Locate the lines of the listing below that hold "still", then copy each of them.

***** Extracted entries

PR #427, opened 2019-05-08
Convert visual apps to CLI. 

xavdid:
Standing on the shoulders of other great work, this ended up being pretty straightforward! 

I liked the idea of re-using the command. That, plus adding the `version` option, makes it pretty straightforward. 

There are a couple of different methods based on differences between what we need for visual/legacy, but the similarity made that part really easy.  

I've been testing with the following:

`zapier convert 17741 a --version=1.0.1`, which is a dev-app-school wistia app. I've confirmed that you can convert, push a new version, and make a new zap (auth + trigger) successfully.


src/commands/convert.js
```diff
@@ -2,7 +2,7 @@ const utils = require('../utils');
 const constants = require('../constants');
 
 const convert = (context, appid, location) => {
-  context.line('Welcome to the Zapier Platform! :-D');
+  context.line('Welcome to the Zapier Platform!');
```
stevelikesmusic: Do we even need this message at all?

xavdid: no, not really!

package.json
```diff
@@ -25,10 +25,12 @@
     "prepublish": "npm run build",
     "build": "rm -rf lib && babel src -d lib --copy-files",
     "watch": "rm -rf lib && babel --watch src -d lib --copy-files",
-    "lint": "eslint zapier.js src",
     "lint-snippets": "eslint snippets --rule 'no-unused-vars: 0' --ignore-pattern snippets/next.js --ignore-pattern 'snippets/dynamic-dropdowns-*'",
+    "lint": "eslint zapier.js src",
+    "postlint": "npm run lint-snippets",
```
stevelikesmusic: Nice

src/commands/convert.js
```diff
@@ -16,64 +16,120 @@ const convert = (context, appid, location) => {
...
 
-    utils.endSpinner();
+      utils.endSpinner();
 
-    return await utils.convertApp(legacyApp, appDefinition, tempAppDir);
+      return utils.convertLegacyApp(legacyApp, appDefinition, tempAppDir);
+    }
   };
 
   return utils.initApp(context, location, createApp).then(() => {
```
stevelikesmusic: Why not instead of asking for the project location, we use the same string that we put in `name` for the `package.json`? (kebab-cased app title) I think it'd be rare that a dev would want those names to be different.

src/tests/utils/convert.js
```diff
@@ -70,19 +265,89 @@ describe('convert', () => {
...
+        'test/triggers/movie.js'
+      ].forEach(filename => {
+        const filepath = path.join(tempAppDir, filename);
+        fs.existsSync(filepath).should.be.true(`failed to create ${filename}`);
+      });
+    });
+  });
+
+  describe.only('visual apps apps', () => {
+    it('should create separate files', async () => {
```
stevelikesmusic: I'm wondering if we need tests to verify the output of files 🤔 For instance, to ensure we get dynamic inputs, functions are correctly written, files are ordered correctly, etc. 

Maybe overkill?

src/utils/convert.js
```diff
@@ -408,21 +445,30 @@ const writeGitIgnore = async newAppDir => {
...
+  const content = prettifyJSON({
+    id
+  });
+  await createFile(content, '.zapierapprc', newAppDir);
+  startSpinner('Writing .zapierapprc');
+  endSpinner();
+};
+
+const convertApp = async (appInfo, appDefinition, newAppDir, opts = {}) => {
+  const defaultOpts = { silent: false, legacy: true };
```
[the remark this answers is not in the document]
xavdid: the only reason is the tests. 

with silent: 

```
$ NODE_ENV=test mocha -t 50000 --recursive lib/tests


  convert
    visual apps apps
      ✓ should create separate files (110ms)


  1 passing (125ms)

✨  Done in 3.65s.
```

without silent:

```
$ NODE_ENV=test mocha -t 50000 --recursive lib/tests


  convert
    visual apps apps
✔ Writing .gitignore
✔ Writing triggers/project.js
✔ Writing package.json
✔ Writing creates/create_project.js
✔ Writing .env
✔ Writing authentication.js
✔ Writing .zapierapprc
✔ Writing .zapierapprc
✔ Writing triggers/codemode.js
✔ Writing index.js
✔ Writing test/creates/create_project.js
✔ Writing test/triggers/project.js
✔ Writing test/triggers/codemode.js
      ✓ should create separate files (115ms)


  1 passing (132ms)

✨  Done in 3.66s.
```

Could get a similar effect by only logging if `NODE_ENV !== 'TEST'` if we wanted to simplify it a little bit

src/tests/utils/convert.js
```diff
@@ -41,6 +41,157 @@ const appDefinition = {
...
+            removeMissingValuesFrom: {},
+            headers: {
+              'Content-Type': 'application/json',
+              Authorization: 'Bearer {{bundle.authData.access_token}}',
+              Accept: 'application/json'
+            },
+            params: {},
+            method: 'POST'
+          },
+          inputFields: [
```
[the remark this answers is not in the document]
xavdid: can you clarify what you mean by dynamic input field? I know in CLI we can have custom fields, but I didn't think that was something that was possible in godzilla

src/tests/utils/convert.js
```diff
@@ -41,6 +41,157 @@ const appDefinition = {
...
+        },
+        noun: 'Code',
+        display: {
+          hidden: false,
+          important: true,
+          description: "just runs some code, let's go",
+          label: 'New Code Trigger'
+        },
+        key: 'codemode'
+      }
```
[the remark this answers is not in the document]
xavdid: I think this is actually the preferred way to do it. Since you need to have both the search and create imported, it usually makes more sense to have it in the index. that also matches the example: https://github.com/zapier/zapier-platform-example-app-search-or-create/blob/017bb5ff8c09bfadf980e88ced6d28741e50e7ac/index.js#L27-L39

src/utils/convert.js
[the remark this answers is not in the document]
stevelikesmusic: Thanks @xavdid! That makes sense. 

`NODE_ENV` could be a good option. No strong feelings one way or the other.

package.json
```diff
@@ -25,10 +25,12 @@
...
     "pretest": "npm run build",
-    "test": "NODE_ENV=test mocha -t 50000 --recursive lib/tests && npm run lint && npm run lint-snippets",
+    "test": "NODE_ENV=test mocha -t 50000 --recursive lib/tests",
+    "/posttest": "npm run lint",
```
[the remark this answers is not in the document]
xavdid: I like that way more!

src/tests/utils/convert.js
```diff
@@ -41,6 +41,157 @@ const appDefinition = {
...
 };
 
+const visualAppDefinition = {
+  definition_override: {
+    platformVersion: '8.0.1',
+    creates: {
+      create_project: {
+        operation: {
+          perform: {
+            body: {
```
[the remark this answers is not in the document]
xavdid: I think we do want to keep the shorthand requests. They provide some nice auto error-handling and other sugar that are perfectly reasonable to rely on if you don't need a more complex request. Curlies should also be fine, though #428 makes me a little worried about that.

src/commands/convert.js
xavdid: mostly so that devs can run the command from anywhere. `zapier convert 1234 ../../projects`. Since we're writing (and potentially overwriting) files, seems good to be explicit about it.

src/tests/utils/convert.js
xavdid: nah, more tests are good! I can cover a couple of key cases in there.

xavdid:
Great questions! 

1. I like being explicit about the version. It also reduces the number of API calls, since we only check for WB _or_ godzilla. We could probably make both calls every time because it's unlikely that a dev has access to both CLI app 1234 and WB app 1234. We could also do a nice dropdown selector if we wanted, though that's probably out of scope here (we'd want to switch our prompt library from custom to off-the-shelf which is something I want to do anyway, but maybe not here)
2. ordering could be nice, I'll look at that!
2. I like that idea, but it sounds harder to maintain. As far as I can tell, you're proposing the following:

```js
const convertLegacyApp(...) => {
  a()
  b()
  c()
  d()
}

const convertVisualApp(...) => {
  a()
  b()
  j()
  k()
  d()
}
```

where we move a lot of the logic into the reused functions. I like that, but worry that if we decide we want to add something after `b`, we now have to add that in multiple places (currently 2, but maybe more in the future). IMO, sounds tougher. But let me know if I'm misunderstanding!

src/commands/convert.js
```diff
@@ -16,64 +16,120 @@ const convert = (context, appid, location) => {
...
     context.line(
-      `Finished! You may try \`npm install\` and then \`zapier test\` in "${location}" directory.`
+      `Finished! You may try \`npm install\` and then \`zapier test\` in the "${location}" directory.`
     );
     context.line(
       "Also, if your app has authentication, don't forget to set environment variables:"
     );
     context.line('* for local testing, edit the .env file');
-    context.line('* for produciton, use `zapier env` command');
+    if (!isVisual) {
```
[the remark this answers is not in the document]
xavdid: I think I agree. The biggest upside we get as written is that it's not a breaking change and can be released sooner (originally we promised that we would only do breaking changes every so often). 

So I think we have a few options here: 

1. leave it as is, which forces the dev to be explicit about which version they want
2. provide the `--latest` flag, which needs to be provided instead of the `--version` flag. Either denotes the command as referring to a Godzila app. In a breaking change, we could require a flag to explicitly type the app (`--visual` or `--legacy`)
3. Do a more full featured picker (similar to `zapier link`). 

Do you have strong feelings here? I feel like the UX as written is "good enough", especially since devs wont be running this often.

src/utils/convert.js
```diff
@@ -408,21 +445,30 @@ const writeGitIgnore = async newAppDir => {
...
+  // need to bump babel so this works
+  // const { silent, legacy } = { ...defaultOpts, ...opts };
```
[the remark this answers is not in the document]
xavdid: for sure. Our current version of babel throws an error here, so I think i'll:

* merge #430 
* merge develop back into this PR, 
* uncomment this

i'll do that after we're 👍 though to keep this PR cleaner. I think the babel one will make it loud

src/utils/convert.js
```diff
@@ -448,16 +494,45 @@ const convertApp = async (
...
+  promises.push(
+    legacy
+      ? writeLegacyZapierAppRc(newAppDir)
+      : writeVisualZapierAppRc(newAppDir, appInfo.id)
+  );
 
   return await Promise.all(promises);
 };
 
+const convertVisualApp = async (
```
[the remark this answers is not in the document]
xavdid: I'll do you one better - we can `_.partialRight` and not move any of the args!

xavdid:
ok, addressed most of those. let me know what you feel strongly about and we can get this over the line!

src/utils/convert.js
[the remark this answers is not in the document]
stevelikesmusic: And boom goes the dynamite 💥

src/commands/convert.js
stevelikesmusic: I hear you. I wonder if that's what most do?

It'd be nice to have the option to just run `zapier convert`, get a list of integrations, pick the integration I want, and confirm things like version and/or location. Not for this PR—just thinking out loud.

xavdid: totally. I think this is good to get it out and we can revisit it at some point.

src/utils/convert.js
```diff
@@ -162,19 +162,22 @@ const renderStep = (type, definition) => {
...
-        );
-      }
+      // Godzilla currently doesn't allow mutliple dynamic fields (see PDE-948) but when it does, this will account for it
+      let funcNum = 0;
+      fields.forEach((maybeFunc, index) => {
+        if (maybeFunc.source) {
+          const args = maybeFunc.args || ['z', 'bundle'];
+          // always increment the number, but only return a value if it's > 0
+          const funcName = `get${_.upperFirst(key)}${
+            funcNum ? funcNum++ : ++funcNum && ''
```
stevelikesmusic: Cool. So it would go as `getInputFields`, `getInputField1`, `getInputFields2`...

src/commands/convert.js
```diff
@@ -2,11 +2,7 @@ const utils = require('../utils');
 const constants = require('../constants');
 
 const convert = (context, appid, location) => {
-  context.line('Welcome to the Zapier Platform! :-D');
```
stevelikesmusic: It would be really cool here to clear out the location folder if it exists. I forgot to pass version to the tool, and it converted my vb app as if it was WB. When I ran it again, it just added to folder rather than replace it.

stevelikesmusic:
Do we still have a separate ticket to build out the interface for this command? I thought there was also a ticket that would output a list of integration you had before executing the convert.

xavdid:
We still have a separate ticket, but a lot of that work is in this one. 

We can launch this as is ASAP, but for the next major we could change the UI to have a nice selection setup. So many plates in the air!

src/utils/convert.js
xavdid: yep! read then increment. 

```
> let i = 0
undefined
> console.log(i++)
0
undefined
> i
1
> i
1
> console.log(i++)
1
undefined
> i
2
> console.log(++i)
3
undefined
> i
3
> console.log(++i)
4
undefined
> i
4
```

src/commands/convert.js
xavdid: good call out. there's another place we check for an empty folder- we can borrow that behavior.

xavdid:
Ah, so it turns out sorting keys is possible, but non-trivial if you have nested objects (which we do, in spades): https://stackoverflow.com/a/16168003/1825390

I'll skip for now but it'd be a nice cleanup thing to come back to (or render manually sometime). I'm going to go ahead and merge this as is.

**********
***** Extracted entries

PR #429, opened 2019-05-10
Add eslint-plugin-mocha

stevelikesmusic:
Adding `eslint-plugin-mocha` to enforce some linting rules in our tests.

**********

* Output for this task:
Do we still have a separate ticket to build out the interface for this command? I thought there was also a ticket that would output a list of integration you had before executing the convert.
We still have a separate ticket, but a lot of that work is in this one. 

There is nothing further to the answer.